The exponential distribution represents a process in which events occur continuously and independently at a constant average rate.

$$P(x;\lambda)= \lambda e^{-\lambda x}, \hspace{1in} x \in [0,\infty], \hspace{0.1in} \lambda > 0$$

E(X) = $1/\lambda$, Var(X) = $1/\lambda^2$
Example: The time to failure of a light bulb can be described by an exponential distribution with rate parameter $\lambda$

In [38]:

lam = 0.5
x = np.arange(0, 15, 0.1)
y = lam * np.exp(-lam * x) # could also use stats.expon.pdf
plt.plot(x,y)
plt.title('Exponential: $\lambda$ =%.2f' % lam)
plt.xlabel('x')
plt.ylabel('Probability density')
plt.show()

Now let's simulate exponential random variables using stats.expon.rvs

In [39]:

data = stats.expon.rvs(scale = 2, size = 1000)
print "Mean: %g" % np.mean(data)
print "SD: %g" % np.std(data, ddof=1)

plt.figure()
plt.hist(data, bins = 20, normed = True)
plt.xlim(0, 15)
plt.title("Simulating Exponential Random Variables")
plt.show()

Mean: 2.0309
SD: 1.96152

Histogram of the means of datasets with 100 values¶

Now we will generate 1000 datasets each with 100 values drawn from an exponential distribution with $\lambda$ = 0.5. We will compute the mean of each dataset and store them in an array of length 1000.

Compute the mean of the means and the standard deviation of the means
- Print them to the screen.
Draw a boxplot of the means
Draw a histogram of the means

In [40]:

# Generate N = 1000 data sets of size 100 numbers drawn from an 
#    exponential distribution (lambda = 0.5)
data = stats.expon.rvs(scale=2, size = (1000, 100))

# Compute sample mean for each N datasets
sample_means = np.mean(data, axis = 1)
                       
print 'The mean of the means is: ', np.mean(sample_means)
print 'The standard deviation of the means is: ', np.std(sample_means, ddof=1) 
plt.figure()
plt.boxplot(sample_means)
plt.figure()
plt.hist(sample_means, normed=True)
plt.show()

The mean of the means is:  1.99487250175
The standard deviation of the means is:  0.198096906745

In [40]:

Central Limit Theorem¶

Take the mean of $n$ random samples $X_1, \ldots, X_n$ from ANY arbitrary distribution with a well defined standard deviation $\sigma$ and mean $\mu$. As $n$ gets bigger the distribution of the sample mean $\bar{X}$ will always converge to a Gaussian (normal) distribution with mean $\mu$ and standard deviation $\sigma/\sqrt{n}$.

The theorem states that the average (or sum) of a set of random measurements will tend to a bell-shaped curve no matter the shape of the original meaurement distribution.

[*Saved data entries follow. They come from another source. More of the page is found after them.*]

PR #181, opened 2024-02-28
Set a temporary workaround to opm issues

tonyskapunk:
Stable version of opm requires glibc libraries that are not available in el8. Pinning temporarily stable 4.14 to avoid this situation.


manurodriguez (approved):
LGTM

betoredhat (approved):
LGTM

PR #183, opened 2024-03-04
Move to Preflight 1.9.0 enforcing RequiredAnnotations check

tkrishtop:


tkrishtop:
check workload preflight-green

manurodriguez (approved):
LGTM

manurodriguez:
Hi @tkrishtop I checked the preflight and tnf jobs in the PR, and I see we're really using preflight 1.9.0, but I do not see where the tests validate for RequiredAnnotations? Could you please shed some light here? :pray:

tkrishtop:
> Hi @tkrishtop I checked the preflight and tnf jobs in the PR, and I see we're really using preflight 1.9.0, but I do not see where the tests validate for RequiredAnnotations? Could you please shed some light here? 🙏

Hi @manurodriguez thank you for checking it out, I've seen also that you have helped Brandon from TNF. 

RequiredAnnotations is a new mandatory test for operators, it's in every preflight_operator_* test, for example, [here it is for simple-demo](https://www.distributed-ci.io/jobs/4a37ac17-8004-47bc-af55-08413000f13c/tests/c40512bc-b52f-43ee-afcf-a5d09db0a671). The idea of Preflight team is to describe all operator features or requirements within these annotations: does it work in disconnected env, does it support proxy, etc etc, [here is an example](https://github.com/opdev/simple-demo-operator/commit/30e67bdbc382613eb0e2a2adcefb54e753a8b6da).

cc: @pierreblanc and @nsilla as you might see some failures for your partner once this PR is merged. You'll need to add [annotations like this](https://github.com/opdev/simple-demo-operator/commit/30e67bdbc382613eb0e2a2adcefb54e753a8b6da) to make it work again.

PR #194, opened 2024-03-07
Pin sushy tools < 1.1.0 and remote qemu URI

### LINKED ISSUE #174: Sushy-tools 1.1.0 moved virtual media interfaces from system manager to system
A recent change to sushy-tools in version 1.1.0 (https://opendev.org/openstack/sushy-tools/commit/a654a033dece53b8e6eb005025e37643d61144a5) moved the virtual media interfaces from system manager to systems.  The roles/vendors/kvm/tasks/iso.yml playbook in this collection will fail when attempting to run the tasks that eject, insert, and verify virtual media as they are coded to use the system manager interface.

thekad:
Closes #174
Also lets you configure a possible remote qemu URI, you shouldn't need this regularly but the feature is there
Random style fixes

### DIFF
--- a/roles/setup_sushy_tools/defaults/main.yml
+++ b/roles/setup_sushy_tools/defaults/main.yml
@@ -1,3 +1,4 @@
+---
 cert_vars_host_var_key: "{{ inventory_hostname }}"
 sushy_tools_port: 8082
 sushy_dir: "/opt/sushy-tools"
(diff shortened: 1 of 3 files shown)


betoredhat (approved):
LGTM, thanks

p3ck (approved):
lgtm

PR #195, opened 2024-03-08
[DNM] Test Image Source creation and deletion in preflight without launching tests

ramperher:
This is just to validate https://github.com/dci-labs/example-cnf-config/pull/98 and confirm that CILAB-1230 is gone, I'll close it when finishing


ramperher:
I've tested what I needed, so closing this

PR #199, opened 2024-03-11
Adding dependencies to galaxy spec

thekad:
We have requirements.yml, but this doesn't automatically pull the required dependencies when installing via `ansible-galaxy install`. This should take care of that


thekad:
Not 100% sure if we can entirely replace `requirements.yml` with something like `ansible-galaxy install .` for now I am just copying the content from the reqs file to the galaxy metadata file.

arjuhe (approved):
👍 
Thanks for submitting this.

fredericlepied (approved):

PR #200, opened 2024-03-12
Retries for installer extract

betoredhat:
Test-Hints: force-check

### DIFF
--- a/roles/mirror_ocp_release/tasks/installer.yml
+++ b/roles/mirror_ocp_release/tasks/installer.yml
@@ -14,6 +14,10 @@
     --command=openshift-baremetal-install
     --from {{ mor_pull_url }}
     --to "{{ mor_cache_dir }}/{{ mor_version }}"
+  register: extract_cmd
+  until: extract_cmd is succeeded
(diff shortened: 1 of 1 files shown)


betoredhat:
check dallas ocp-4.14-vanilla

manurodriguez (approved):
LGTM

thekad (commented):
This looks good to me, but I'm curious what failure you saw? I think this operation is pretty straightfoward if it fails it will fail always, do you have an example of a fail?

betoredhat:
> This looks good to me, but I'm curious what failure you saw? I think this operation is pretty straightfoward if it fails it will fail always, do you have an example of a fail?

Mainly time outs reaching the registry

https://www.distributed-ci.io/jobs/067511bb-dc2b-46f3-9066-159e7c9f5b9a/jobStates
https://www.distributed-ci.io/jobs/ff332ba2-1a65-4869-a68f-31d40f0de56e/jobStates

pierreblanc (approved):
LGTM

betoredhat:
Thanks

PR #202, opened 2024-03-13
dci-merge | use libvirt IPI by default

ramperher:
Please check CILAB-1526 to understand the reason why this is needed.


ramperher:
I think the solution is the correct one now, @fredericlepied

fredericlepied (approved):

PR #203, opened 2024-03-13
Fixing galaxy.yaml

thekad:
Maybe the keys do have to be strings


tkrishtop (approved):
thank you @thekad let's try ot out.

PR #205, opened 2024-03-13
galaxy.yml: fix the version of community.kubernetes to be compatible with DCI

fredericlepied:
- make a galaxy.yml change tested in CI


manurodriguez (approved):
LGTM

PR #208, opened 2024-03-13
Ansible collection community.crypto isn't packaged yet

thekad:
Removing from the dependency list until there's an RPM to provide it


manurodriguez (approved):
Thanks

PR #209, opened 2024-03-14
cnf_cert | Move some tasks from tests to teardown stage

ramperher:
Now that a tnf job can fail in the tnf execution, we're missing the logs in the DCI job, so moving these tasks and some others that are required for cleaning the environment to the teardown playbook, which is always executed

### DIFF
--- a/roles/cnf_cert/tasks/teardown.yml
+++ b/roles/cnf_cert/tasks/teardown.yml
@@ -16,6 +16,7 @@
   containers.podman.podman_image:
     name: "{{ tnf_image }}"
     state: absent
+  ignore_errors: true
 
 # Deleting resources created by the CNF Cert Suite to support the execution
 - name: Clean CNF Cert Suite resources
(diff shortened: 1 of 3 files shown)


roles/cnf_cert/tasks/teardown.yml
```diff
@@ -1,4 +1,22 @@
...
+    mode: "0750"
+  with_fileglob:
+    - "{{ tnf_dir }}/{{ test_network_function_project_name }}/tnf_config.yml"
+    - "{{ tnf_dir }}/{{ test_network_function_project_name }}/*.log"
+
+# Clean images just after finishing the execution
+- name: Remove local tnf image
+  containers.podman.podman_image:
+    name: "{{ tnf_image }}"
+    state: absent
```
tkrishtop, line 18: what about ignoring errors here to ensure the resource cleanup in the next task?

tkrishtop (approved):
LGTM, and the job is green. Just listed a possible minor improvement

ramperher:
> from change [test-network-function/cnf-certification-test#1919](https://github.com/test-network-function/cnf-certification-test/pull/1919):
> 
> * FAILURE https://www.distributed-ci.io/jobs/0f0456cb-2996-4615-960f-f237cc09a5cd/jobStates

In this failure, we've seen the logs are gathered correctly afterwards, so this is working

tkrishtop (approved):
LGTM

PR #210, opened 2024-03-14
updated to use role_path variable

mukrishn:
Updated the set_fact tasks to use the right default value for `extramanifestsopenshift_path` and `extramanifests_path`


manurodriguez (approved):
LGTM

PR #397, opened 2024-11-03
Provide thor via initrd, drop multiboot1

no92:
Counterpart to managarm/managarm#734.

### DIFF
--- a/scripts/vm-util.py
+++ b/scripts/vm-util.py
@@ -3,10 +3,12 @@
 import argparse
 import os
 import shlex
+import shutil
 import subprocess
 import string
 import struct
 import sys
+import tempfile
 
 main_parser = argparse.ArgumentParser()
 main_subparsers = main_parser.add_subparsers()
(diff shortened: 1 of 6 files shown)


scripts/vm-util.py
```diff
@@ -346,7 +330,6 @@ def do_qemu(args):
 qemu_parser.add_argument("--no-kvm", action="store_true")
 qemu_parser.add_argument("--virtual-cpu", action="store_true")
 qemu_parser.add_argument("--no-smp", action="store_true")
-qemu_parser.add_argument("--virtual-boot", action="store_true")
```
avdgrinten, line 349: Can't we do `--virtual-boot` with MB2?

no92: qemu's `-kernel` only supports multiboot1.

avdgrinten: Uh, that's annoying. That might be a reason to keep MB1 support.

no92: The problem with multiboot1 support is that it will, by definition, never give us a RSDP when booting in UEFI-mode. It only works with BIOS, and maybe CSM (not sure about that).

ArsenArsen: FWIW it also supports the Linux boot protocol IIRC

it might also be relatively easy to add mb2 support

no92: I guess we could also just set up EFI vars to boot `eir-uefi`?

no92:
Updated the PR to rework `--virtual-boot` to work without eir-mb1. This PR is blocked on limine-bootloader/limine#428.

no92:
The virtual-boot configuration also relies on qookei/image_create#3.

PR #402, opened 2024-11-03
Fix {re,}make-image tasks producing broken BIOS images

qookei:
Requires a new xbstrap release


no92 (approved):
LGTM, good for merge when the next xbstrap release is tagged.

PR #403, opened 2024-11-08
scripts/vm-util: add `--device-spec` option

no92:
This allows for specifying how devices should be laid out in a YAML file. Currently, this implementation only supports PCI bridges and (multifunction) PCI devices, but can be extended to other devices if needed.

Example spec file:
```yaml
- name: nvidia-bridge
  type: pci-bridge
  devices:
    - name: nvidia-passthrough
      type: pci-multifunction-device
      functions:
        - host: "01:00.0"
        - host: "01:00.1"
        - host: "01:00.2"
        - host: "01:00.3"
- name: i226-V
  type: pci-device
  host: "04:00.0"
```

This passes through the multifunction device from the host at segment 0, bus 1, device 0, functions 0 through 3 to the guest, placing them behind a PCI bridge under one device. The PCI device is passed through and most likely placed on bus 0 by qemu.

### DIFF
--- a/scripts/vm-util.py
+++ b/scripts/vm-util.py
@@ -10,6 +10,7 @@ import string
 import struct
 import sys
 import tempfile
+import yaml
 
 main_parser = argparse.ArgumentParser()
 main_subparsers = main_parser.add_subparsers()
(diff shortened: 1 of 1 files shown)


avdgrinten:
We should also support matching devices based on PCI vendor/device ID.

avdgrinten:
Also, it may to convenient to be able to passthrough an entire device (i.e., all functions at the same time).

scripts/vm-util.py
```diff
@@ -82,6 +83,52 @@ def qemu_process_usb_passthrough(device, pcap):
 
     return ["-device", devstr]
 
+qemu_pci_bridges = 0
+
+def qemu_parse_device_spec(yml):
+    args = []
+
+    def parse_device(yml, **kwargs):
```
avdgrinten, line 91: Not sure if I like the way that this function exploits `**kwargs`.

PR #410, opened 2024-11-17
automake: Take config.sub from gnuconfig

avdgrinten:
This ensures that we use the newest `config.sub` and `config.guess`. Without this patch, `riscv64-managarm` is not recognized by automake.


no92 (approved):
LGTM even though we usually format source_required lists differently.

Dennisbonke (approved):
Agreed with Leo, but not a blocker
IMHO. LGTM

PR #418, opened 2024-11-24
dev-libs: upgrade libtool to 2.5.4 and remove patches as we're upstream now

mintsuki:


Dennisbonke (changes requested):
We should reset the revision of host-libtool in managarm-build.y4.yml, other than that thanks for the PR!

Dennisbonke (approved):
LGTM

We can demonstrate the Central Limit Thereom in Python by sampling from the exponential distribution.

We will generate $N$ datasets of $n$ = 20 numbers drawn from an exponential distribution with $\lambda = 1/2$. Then, we will draw a histogram of the sample means of the N datasets.

On the same graph, draw the pdf of the normal distribution using the mean of means and sample standard deviation of the mean. We will make 3 graphs, for $N$ = 100, 1000, 10000 and notice that the distribution starts to approach a Normal distribution.

In [41]:

n = 20 
for N in [100, 1000, 10000]:
    data = stats.expon.rvs(scale = 2, size=(N, n))
    sample_means = np.mean(data, axis=1) 

    mu = np.mean(sample_means)
    sig = np.std(sample_means, ddof=1)

    plt.figure()
    plt.hist(sample_means, bins=20, normed=True)
    x = np.linspace(0, 4, 100)
    y = stats.norm.pdf(x, loc=mu, scale=sig)
    plt.plot(x, y, color = 'r')
    plt.title('Distribution of sample means using N=%i datasets' % N)

Estimate variance as the number of data sets $N$ increases¶

The CLT states:

Take the mean of $n$ random samples $X_1, \ldots, X_n$ from ANY arbitrary distribution with a well defined standard deviation $\sigma$ and mean $\mu$. As $n$ gets bigger the distribution of the sample mean $\bar{X}$ will always converge to a Gaussian (normal) distribution with mean $\mu$ and standard deviation $\sigma/\sqrt{n}$.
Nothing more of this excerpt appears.